Output the records in full, exactly as given.
◆ ◆ ◆
PR #770, opened 2026-04-01
feat: (m-decompose) Module Prompt V3

csbobby:
# Module Prompt V3 

## Description
- Enhance the module execution and extraction robustness.

### Protocol Compliance
- [x] `parts()` returns list of constituent parts (Components or CBlocks)
- [x] `format_for_llm()` returns TemplateRepresentation or string
- [x] `_parse(computed: ModelOutputThunk)` parses model output correctly into the specified Component return type

### Testing
- [x] Tests added to `tests/components/`


csbobby:
Updated the modular prompts to adapt the recent llms.

csbobby:
Hi This passes the tests and ready to be reviewed @jakelorocco.

cli/decompose/decompose.py
jakelorocco: Should this v3 get added back in given the jinja2 template being added?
◆ ◆ ◆
Response to this exercise:
PR #770, opened 2026-04-01
feat: (m-decompose) Module Prompt V3

csbobby:
# Module Prompt V3 

## Description
- Enhance the module execution and extraction robustness.

### Protocol Compliance
- [x] `parts()` returns list of constituent parts (Components or CBlocks)
- [x] `format_for_llm()` returns TemplateRepresentation or string
- [x] `_parse(computed: ModelOutputThunk)` parses model output correctly into the specified Component return type

### Testing
- [x] Tests added to `tests/components/`


csbobby:
Updated the modular prompts to adapt the recent llms.

csbobby:
Hi This passes the tests and ready to be reviewed @jakelorocco.

cli/decompose/decompose.py
jakelorocco: Should this v3 get added back in given the jinja2 template being added?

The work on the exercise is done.